On Thursday, Gold declined to hear oral arguments on the
misconduct claims. But Gold agreed to Stearns' request to hold off
on making a decision about the fee award until the judge could
consider the evidence. He set a hearing for May 3.
Attorneys for Bowen, Pertnoy Solowsky, and class representative
William McGillicuddy denied the allegations in court Thursday and
promised to defend their clients in future proceedings.
Stearns alleged that during a recent deposition of Bowen -- a
solo attorney who dropped out of the case shortly after Stearns
Weaver signed on as lead counsel in 1996 -- Bowen admitted that he
had borrowed money from McGillicuddy to cover his operating expenses
in the case. Stearns Weaver alleges this created conflict of
interest problems for Bowen and McGillicuddy.

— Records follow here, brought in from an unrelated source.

PR #97, opened 2017-03-13
Update 'rest-client' to v2

mechanicles:
Actually, in our Rails project, we want to update `mailgun-ruby` gem but newer version of this gem is dependent on the `rest-client` `~> 2.0` but `nylas-ruby` gem is dependent on `rest-client` `~> 1.6` and this causing an issue. It would be good if we merge this as soon as possible.

Let me know your thoughts.

### DIFF
--- a/Gemfile
+++ b/Gemfile
@@ -1,6 +1,6 @@
 source 'https://rubygems.org'
 
-gem 'rest-client', '~> 1.6'
+gem 'rest-client', '>= 1.6'
 gem 'yajl-ruby', '~> 1.2', '>= 1.2.1', platform: :ruby
 gem 'em-http-request', '~> 1.1', '>= 1.1.3', platform: :ruby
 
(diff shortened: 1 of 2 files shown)


mechanicles:
@pfista Any update on this?

scollon42:
We strongly need this update too. If someone can review and merge this pull request It would be awesome ! :+1:

jastkand:
@khamidou @pfista @stevenharman could you reveiw this, please?

Gemfile
```diff
@@ -1,6 +1,6 @@
 source 'https://rubygems.org'
 
-gem 'rest-client', '~> 1.6'
+gem 'rest-client', '~> 2.0'
```
jastkand: @mechanicles i think it's better to put the `>= 1.6` here. It will allow to use both 1.6, 1.8 versions (if someone needs them) and 2.0.

mechanicles:
@jastkand I have updated code. Now it supports versions `>= 1.6`. Please check.

zspencer:
I believe this is also resolved by #111

jastkand:
@mechanicles yes, this can be closed

mechanicles:
Thanks, @zspencer @jastkand. Great Job!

Most of the plaintiffs firms in the case have agreed to a cap on
the attorney fees of 31.3 percent, with an extra 2 percent going to
the class members.
But Thursday, one plaintiffs attorney in the case, Russell Klein,
told Gold on behalf of three of the 400 class members for whom he's
processing claims that the plaintiffs attorneys should receive only
about 10 percent. Gold said he would take Klein's objection into
consideration.
The class action case arose from Exxon's creation of a discount
program in 1982 in which cash customers paid a few cents per gallon
less than those who paid with credit cards. Exxon promised its
dealers that they would receive a discount in the wholesale price
they paid for fuel in return for participating in the program.
Station owners sued in 1991 for breach of contract, alleging that
the company later raised the wholesale price and lied to the dealers
by telling them that the price break was built into the rate.